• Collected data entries
● ● ● ●

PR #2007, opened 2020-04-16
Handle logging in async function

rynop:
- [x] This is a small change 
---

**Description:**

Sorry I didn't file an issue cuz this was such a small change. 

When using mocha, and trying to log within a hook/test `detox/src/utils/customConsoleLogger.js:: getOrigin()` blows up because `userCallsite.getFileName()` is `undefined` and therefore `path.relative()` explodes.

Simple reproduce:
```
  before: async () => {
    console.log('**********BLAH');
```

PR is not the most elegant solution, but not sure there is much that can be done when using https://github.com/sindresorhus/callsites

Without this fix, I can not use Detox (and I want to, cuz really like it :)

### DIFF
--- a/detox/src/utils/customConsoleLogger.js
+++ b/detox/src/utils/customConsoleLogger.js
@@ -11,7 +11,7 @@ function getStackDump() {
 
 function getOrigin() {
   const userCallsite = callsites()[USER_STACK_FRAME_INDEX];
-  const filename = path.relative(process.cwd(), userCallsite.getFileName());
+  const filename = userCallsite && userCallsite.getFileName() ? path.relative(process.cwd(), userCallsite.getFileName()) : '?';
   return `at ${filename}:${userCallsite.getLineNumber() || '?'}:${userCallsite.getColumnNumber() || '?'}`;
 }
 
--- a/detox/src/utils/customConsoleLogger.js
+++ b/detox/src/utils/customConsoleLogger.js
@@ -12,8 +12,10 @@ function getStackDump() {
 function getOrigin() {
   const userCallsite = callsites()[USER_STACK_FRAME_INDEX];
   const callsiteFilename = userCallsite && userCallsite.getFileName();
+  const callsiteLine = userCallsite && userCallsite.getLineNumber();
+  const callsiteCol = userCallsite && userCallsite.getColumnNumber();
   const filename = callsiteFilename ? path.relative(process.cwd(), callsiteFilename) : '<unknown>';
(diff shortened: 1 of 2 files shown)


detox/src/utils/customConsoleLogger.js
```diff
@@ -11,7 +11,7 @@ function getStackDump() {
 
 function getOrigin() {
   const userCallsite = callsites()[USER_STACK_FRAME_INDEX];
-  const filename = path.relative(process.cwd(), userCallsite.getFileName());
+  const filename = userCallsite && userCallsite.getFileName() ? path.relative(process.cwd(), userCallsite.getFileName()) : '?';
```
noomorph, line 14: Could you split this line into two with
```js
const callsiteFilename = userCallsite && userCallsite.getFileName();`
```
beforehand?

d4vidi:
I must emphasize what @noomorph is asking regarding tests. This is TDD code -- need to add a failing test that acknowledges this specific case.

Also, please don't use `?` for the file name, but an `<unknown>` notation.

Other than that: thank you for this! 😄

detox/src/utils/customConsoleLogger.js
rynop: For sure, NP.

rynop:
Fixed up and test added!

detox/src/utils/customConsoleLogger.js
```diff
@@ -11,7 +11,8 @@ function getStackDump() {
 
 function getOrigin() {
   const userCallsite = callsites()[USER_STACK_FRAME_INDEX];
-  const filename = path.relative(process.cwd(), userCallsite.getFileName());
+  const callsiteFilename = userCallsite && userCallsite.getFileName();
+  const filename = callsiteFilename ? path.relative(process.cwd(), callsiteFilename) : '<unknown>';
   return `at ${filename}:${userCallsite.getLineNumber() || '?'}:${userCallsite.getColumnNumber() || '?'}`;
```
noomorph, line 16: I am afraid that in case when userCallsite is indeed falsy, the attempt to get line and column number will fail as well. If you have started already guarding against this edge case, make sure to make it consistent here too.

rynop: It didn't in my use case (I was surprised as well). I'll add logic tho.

● ● ● ●

Your answer must be an exact transcription of the lines from the one containing "userCallsite && userCallsite.getColumnNumber();" through the last line of the records above, and nothing else.

+  const callsiteCol = userCallsite && userCallsite.getColumnNumber();
   const filename = callsiteFilename ? path.relative(process.cwd(), callsiteFilename) : '<unknown>';
(diff shortened: 1 of 2 files shown)


detox/src/utils/customConsoleLogger.js
```diff
@@ -11,7 +11,7 @@ function getStackDump() {
 
 function getOrigin() {
   const userCallsite = callsites()[USER_STACK_FRAME_INDEX];
-  const filename = path.relative(process.cwd(), userCallsite.getFileName());
+  const filename = userCallsite && userCallsite.getFileName() ? path.relative(process.cwd(), userCallsite.getFileName()) : '?';
```
noomorph, line 14: Could you split this line into two with
```js
const callsiteFilename = userCallsite && userCallsite.getFileName();`
```
beforehand?

d4vidi:
I must emphasize what @noomorph is asking regarding tests. This is TDD code -- need to add a failing test that acknowledges this specific case.

Also, please don't use `?` for the file name, but an `<unknown>` notation.

Other than that: thank you for this! 😄

detox/src/utils/customConsoleLogger.js
rynop: For sure, NP.

rynop:
Fixed up and test added!

detox/src/utils/customConsoleLogger.js
```diff
@@ -11,7 +11,8 @@ function getStackDump() {
 
 function getOrigin() {
   const userCallsite = callsites()[USER_STACK_FRAME_INDEX];
-  const filename = path.relative(process.cwd(), userCallsite.getFileName());
+  const callsiteFilename = userCallsite && userCallsite.getFileName();
+  const filename = callsiteFilename ? path.relative(process.cwd(), callsiteFilename) : '<unknown>';
   return `at ${filename}:${userCallsite.getLineNumber() || '?'}:${userCallsite.getColumnNumber() || '?'}`;
```
noomorph, line 16: I am afraid that in case when userCallsite is indeed falsy, the attempt to get line and column number will fail as well. If you have started already guarding against this edge case, make sure to make it consistent here too.

rynop: It didn't in my use case (I was surprised as well). I'll add logic tho.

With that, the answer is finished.